Abort: invalid forest
Abort: /public/home/ming/deal.ii-candi/tmp/unpack/p4est-2.0/src/p4est.c:3749
Abort

[admin:24622] *** Process received signal ***
[admin:24622] Signal: Aborted (6)
[admin:24622] Signal code: (-6)
SIGABRT received
SIGABRT received
SIGABRT received
SIGABRT received
SIGABRT received
SIGABRT received
SIGABRT received
[admin:24622] [ 0] /lib64/libpthread.so.0[0x3ceea0f7e0]
[admin:24622] [ 1] /lib64/libc.so.6(gsignal+0x35)[0x3cee6324f5]
[admin:24622] [ 2] /lib64/libc.so.6(abort+0x175)[0x3cee633cd5]
[admin:24622] [ 3] /public/home/ming/deal.ii-candi/p4est-2.0/FAST/lib/libsc-2.0.so(+0xaf31)[0x7f206232af31]
[admin:24622] [ 4] /public/home/ming/deal.ii-candi/p4est-2.0/FAST/lib/libsc-2.0.so(sc_abort+0xa)[0x7f206232a0ca]
[admin:24622] [ 5] /public/home/ming/deal.ii-candi/p4est-2.0/FAST/lib/libsc-2.0.so(+0xa5a0)[0x7f206232a5a0]
[admin:24622] [ 6] /public/home/ming/deal.ii-candi/p4est-2.0/FAST/lib/libp4est-2.0.so(p4est_source_ext+0xa7d)[0x7f2062567f3d]
[admin:24622] [ 7] /public/home/ming/deal.ii-candi/p4est-2.0/FAST/lib/libp4est-2.0.so(p4est_load_ext+0x6f)[0x7f2062567fcf]
[admin:24622] [ 8] /home/ming/software/build/install/lib/libdeal_II.so.9.0.1(_ZN6dealii8parallel11distributed13TriangulationILi2ELi2EE4loadEPKcb+0x28f)[0x7f20699297ff]
[admin:24622] [ 9] ./aspect(_ZN6aspect9SimulatorILi2EE20resume_from_snapshotEv+0x114)[0xbb77f4]
[admin:24622] [10] ./aspect(_ZN6aspect9SimulatorILi2EE3runEv+0x3f3)[0xca72f3]
[admin:24622] [11] ./aspect(_Z13run_simulatorILi2EEvRKNSt7__cxx1112basic_stringIcSt11char_traitsIcESaIcEEES7_bbb+0x1d9)[0x10670d9]
[admin:24622] [12] ./aspect(main+0x8a4)[0x1070894]
[admin:24622] [13] /lib64/libc.so.6(__libc_start_main+0x100)[0x3cee61ed20]
[admin:24622] [14] ./aspect[0x8633ad]
[admin:24622] *** End of error message ***

I guess there is something wrong with my installation…
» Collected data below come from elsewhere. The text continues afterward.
PR #418, opened 2026-05-08
feat(segmentation): add scale argument to run cellpose/stardist on coarser multi-scale levels

jackytamkc:
Closes #XXX 

## What this changes

Adds an optional `scale: str = "scale0"` argument that threads through `get_spatial_image` → `Patches2D` → `make_image_patches` → `StainingSegmentation` → `custom_staining_based` → `cellpose`. Default is `"scale0"` everywhere, so existing call sites are unchanged.

## Motivation

Modern transcript-resolution platforms ship images at sub-cellular pixel sizes that exceed what segmenters need or what GPUs can handle:

| Platform | Native pixel size |
|---|---|
| Xenium (DAPI) | ~0.2125 µm/px |
| CosMx | ~0.12028 µm/px |

On a CosMx liver biopsy I segmented (28074 × 96205 px = 2.7 GP at scale0), Cellpose-SAM v4 OOMs on a 95 GB RTX 6000 Pro Blackwell. The forward pass tiles cleanly but `cellpose.dynamics.masks_to_flows_gpu` allocates a `(2, 9, N) int32` neighbours tensor where `N` is cell-pixel count; at ~30% cell coverage that one tensor is ~58 GB, plus the int64 padded mask (~21 GB) and the model (~5 GB) — over budget.

The same image at scale1 (14037 × 48102 = 0.67 GP) finishes cleanly with peak GPU ~50 GB and produces ~33,000 cells. Quality is indistinguishable because cellpose's internal rescale was discarding the scale0 detail anyway.

`make_image_patches(patch_width=…)` already supports tiling scale0, but for users with one big patch and a single GPU, running directly on a coarser scale is cleaner and avoids the per-patch model-load overhead in current sopa.

## API

```python
sopa.make_image_patches(sdata, image_key="segmentation",
                        patch_width=None, scale="scale1")
sopa.segmentation.cellpose(sdata, channels=[...], image_key="segmentation",
                           pretrained_model=..., diameter=60, min_area=400,
                           scale="scale1")
```

`diameter`, `patch_width`, `min_area` are interpreted in **pixels of the chosen scale** (the same convention sopa already uses for scale0). At `scale1` (×2 downsample) divide your scale0 values by 2 (linear) or 4 (area).

Output cell boundaries inherit the chosen scale's `intrinsic → global` transformation, so they map back to the global frame for downstream transcript assignment without any user-side rescale.

## Files changed

- `sopa/utils/utils.py` — `_return_element`, `get_spatial_element`, `get_spatial_image` accept `scale`
- `sopa/patches/patches.py` — `Patches2D.__init__` accepts `scale`, no longer hardcodes `"scale0"`
- `sopa/patches/factory.py` — `make_image_patches` accepts `scale`, threads to `Patches2D`
- `sopa/segmentation/stainings.py` — `StainingSegmentation.__init__` and `add_shapes` accept `scale`; spatial slicing in `_run_patch` switched to `.isel()` (see gotcha below)
- `sopa/segmentation/methods/_custom.py` — `custom_staining_based` accepts `scale`
- `sopa/segmentation/methods/_cellpose.py` — `cellpose()` accepts `scale`

## Important gotcha — `.sel` vs `.isel` in `_run_patch`

In the process of testing this I hit a real bug worth a separate look even outside this PR:

`spatialdata` multi-scale images store coord values **in scale0-pixel-equivalent units** at every level — for `segmentation/scale1["image"].coords["x"].values` returns `[1.0, 3.0, 5.0, …, 96204.0]`, not `[0, 1, 2, …, 48101]`.

`Patches2D._init_patches` builds patch bounds with `xmax = len(coords["x"])` (pixel-index space). `StainingSegmentation._run_patch` previously sliced the image with:

\`\`\`python
image = self.image.sel(c=self.channels,
                        x=slice(bounds[0], bounds[2]),
                        y=slice(bounds[1], bounds[3])).values
\`\`\`

xarray's `.sel(x=slice(a, b))` is a coord-value range query, not an index range. At scale0 these accidentally agree (coord values 0.5–96204.5 fall within `[0, 96205]`). At scale1 they don't — `.sel(x=slice(0, 48102))` selects only ~half the pixels (the columns whose coord values are < 48102).

This PR switches the spatial slicing to `.isel()` (integer index), keeping `.sel(c=…)` for channel-name selection:

\`\`\`python
image = self.image.sel(c=self.channels).isel(
    x=slice(bounds[0], bounds[2]),
    y=slice(bounds[1], bounds[3]),
).values
\`\`\`

That makes `Patches2D`'s pixel-index bounds consistent with the slicing in `_run_patch` regardless of what coord values the underlying DataArray carries. **No behavioural change at scale0; it just makes scale ≠ 0 work.**

I checked the other call sites in sopa for the same `.sel(x=…, y=…)` pattern on multi-scale images; none others surfaced. Worth flagging for review since it's subtle and could have been missed silently in any current scale > 0 use case.

## Verification

Tested on a CosMx liver biopsy (`stitched_image` 28074 × 96205 px scale0):

- **scale0 + flow_threshold=2**: OOMs at 187 s on a 95 GB GPU (matches what motivated this work).
- **scale1 + flow_threshold=2**: completes in 198 s with peak GPU 49.55 GB; produces ~33,000 cells whose centroids span the full tissue extent (`x ∈ [3969, 44300]` in scale1-px, equivalent to the full tissue region after applying the scale1 → global transform).
- **scale1 cell distribution matches segmentation-channel intensity** in a 5×5 tile heatmap — i.e. cells appear where there is tissue, not where there is background, so the segmentation is biologically sensible at the coarser scale.

Backward compatibility: all defaults are `"scale0"`, so existing tests and tutorials are unaffected.

## Open questions for review

- Parameter name: I went with `scale` since it matches the spatialdata convention. `scale_level` or `scale_key` would also read fine — happy to rename if either is preferred.
- `stardist` and `baysor` callers: I have not touched those in this PR (`baysor` is transcript-based so the parameter does not apply; `stardist` calls `custom_staining_based` so it gets the support automatically through the existing inheritance, but the public `stardist()` function would need an explicit kwarg pass-through to surface it). Want me to add that to this PR or leave it for a follow-up?
- I added the `.sel` → `.isel` fix in this same PR because anything coarser than scale0 is broken without it. Happy to split into two PRs if you prefer the bug fix to land independently.

## Checklist

- [ ] Tests pass locally (ran segmentation tests; not the full suite)
- [ ] Documented the new parameter in docstrings of all six entry points
- [x] Backward-compatible (default `"scale0"`)
- [x] No new dependencies
- [x] Tested on real data (CosMx biopsy, scale0 OOMs vs scale1 succeeds)

### DIFF
--- a/sopa/patches/factory.py
+++ b/sopa/patches/factory.py
@@ -18,18 +18,20 @@ def make_image_patches(
     image_key: str | None = None,
     roi_key: str | None = SopaKeys.ROI,
     key_added: str | None = None,
+    scale: str = "scale0",
 ):
     """Create overlapping patches on an image. This can be used for image-based segmentation methods such as Cellpose, which will run on each patch.
 
     Args:
         sdata: A `SpatialData` object.
-        patch_width: Width of the patches, in pixels. If `None`, creates only one patch.
+        patch_width: Width of the patches, in pixels of the chosen `scale`. If `None`, creates only one patch.
         patch_overlap: Number of pixels of overlap between patches.
         image_key: Optional key of the image on which the patches will be made. If not provided, it is found automatically.
         roi_key: Optional name of the shapes that need to touch the patches. Patches that do not touch any shape will be ignored during segmentation. By default, uses `"region_of_interest"` if existing. If `None`, all patches will be used.
         key_added: Optional name of the patches to be saved. By default, uses `"image_patches"`.
+        scale: For a multi-scale image, scale level to use (e.g. `"scale0"`, `"scale1"`). Patches are created in the chosen scale's intrinsic pixel space; their stored transformation maps back to the global coordinate system. When you later run a staining-based segmentation, pass the same `scale` to that call so the image is sliced at matching coords.
     """
-    image_key, _ = get_spatial_image(sdata, key=image_key, return_key=True)
+    image_key, _ = get_spatial_image(sdata, key=image_key, return_key=True, scale=scale)
 
     patches = Patches2D(
         sdata,
@@ -37,6 +39,7 @@ def make_image_patches(
         patch_width=patch_width,
         patch_overlap=patch_overlap,
         roi_key=roi_key,
+        scale=scale,
     )
 
     patches.add_shapes(key_added=key_added)
--- a/sopa/patches/patches.py
+++ b/sopa/patches/patches.py
@@ -81,6 +81,7 @@ class Patches2D:
         patch_overlap: float | int = 50,
         roi_key: str | None = SopaKeys.ROI,
         use_roi_centroids: bool = False,
+        scale: str = "scale0",
     ):
         """
         Args:
@@ -90,6 +91,7 @@ class Patches2D:
             patch_overlap: Overlap width between the patches
             roi_key: Optional name of the shapes that need to touch the patches. Patches that do not touch any shape will be ignored. If `None`, all patches will be used.
             use_roi_centroids: If `True`, the ROI will be computed from the centroids of the shapes in `roi_key`. If `False`, the ROI will be computed from the shapes themselves.
+            scale: For a multi-scale image, scale level to use for patch creation (e.g. `"scale0"`, `"scale1"`). Patch bounds and the stored transformation will follow this scale's intrinsic coordinate system.
         """
         patch_width = float("inf") if (patch_width is None or patch_width == -1) else patch_width
 
@@ -98,9 +100,15 @@ class Patches2D:
         self.sdata = sdata
         self.element = sdata[element] if isinstance(element, str) else element
         self.original_element = self.element  # in case the element is a DataTree
+        self.scale = scale
 
         if isinstance(self.element, DataTree):
-            self.element = next(iter(self.element["scale0"].values()))
+            if scale not in self.element:
+                available = list(self.element.keys())
+                raise ValueError(
+                    f"Scale '{scale}' not found in image. Available scales: {available}"
+                )
+            self.element = next(iter(self.element[scale].values()))
 
         if isinstance(self.element, DataArray):
             xmin, ymin = 0, 0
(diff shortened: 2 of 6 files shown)


quentinblampey:
Hi @jackytamkc,

Thanks for opening, this is relevant :)
Is there a reason why you closed the Pull Request?

Do you know any Cellpose resources that explain that scale0 may be overkill, and which scale is recommended? Or is it a personal observation?

We can work on this - FYI @alihamraoui

jackytamkc:
Hi Quentin,

I was originally planning to open just an issue (and my ai accidentally push this PR under my radar :/) to see if you are interested to add this feature given people are more willing to use newer cpsam rather than cp3. I didn't check cellpose resources but it's based on my personal observation on in-house cosmx data, where it is exceptionally high resolution that most segmenting tools do not need. And transcript spillover in spatial data is common so people (including me) tend to correct them using a transcript-based method afterwards so the upstream imaging step is not necessarily needed to be super accurate. 

On a WSI image segmenting at scale0 (28074 × 96205px I have tested, on a blackwell 96GB GPU) will definitely OOM on GPU. While I fully appreciate the resolve conflict step some people may still prefer segmenting on a whole tissue level if GPU permits. If you think this is relevant I can reopen the PR :)

Cheers,
Jacky

quentinblampey:
Okay, thanks for your insight! I added it to our task board, we'll work on this (it will likely take a few weeks though, because we have a few high-priority tasks currently)

Just out of curiosity, since you run a transcript-based method afterward, why not use the default CosMx segmentation as a prior instead of running cellpose?

jackytamkc:
That's totally fine! 

The default cosmx segmentation has a border stitching effect, since they image FOV by FOV, and cells between FOV will be inevitably splitted into 2. I tend to use proseg afterwards and proseg depends on prior heavily and does not really merge or introduce new cells, which means that stitching effect will stay on in the final output.

Also in general I think cpsam segmentation gives better and more accurate output than default cosmx segmentation. Not sure about xenium since I don't have xenium data yet.

quentinblampey:
Totally makes sense, thanks again for your insight!😊

quentinblampey:
Re-opening since I'll work on this soon
EDIT: actually, I can't, the branch has been deleted. I'll make a new branch

jackytamkc:
Thanks. Let me know if you need help with anything!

I would appreciate it if you could give me some advice.
Warm regards,
Ming.

Hi Ming,

Thank you for posting the question here!

In the first part of the simulation (e…g, prior to attempting a restart), were “restart” files written to the output folder?

The reason you need to use “set Number of grouped files = 0” is that the cluster file system does not support MPI-IO. If this is the case, restart files cannot be written unless one modifies p4est.

A number of us have successfully dealt with this by adding “–disable-mpiio” to lines 76 and 90 in candi/deal.II-toolchain/packages/p4est.package, assuming you build deal.II with candi.

Cheers,
John

Hi John,

Thanks for your suggestion.
I just tried to rebuild p4est as you said and now it can be restarted.

Cheers,
Ming

Hi Ming,
great that this fixed your problem. I would like to note that not using MPI I/O can lead to degraded performance when running computations (especially when they are large) and changing this setting in p4est is a work-around that might cause other problems (incorrect restart files could potentially happen).
So, longer term, it might be worth figuring out with your admins why MPI I/O does not work on your machine.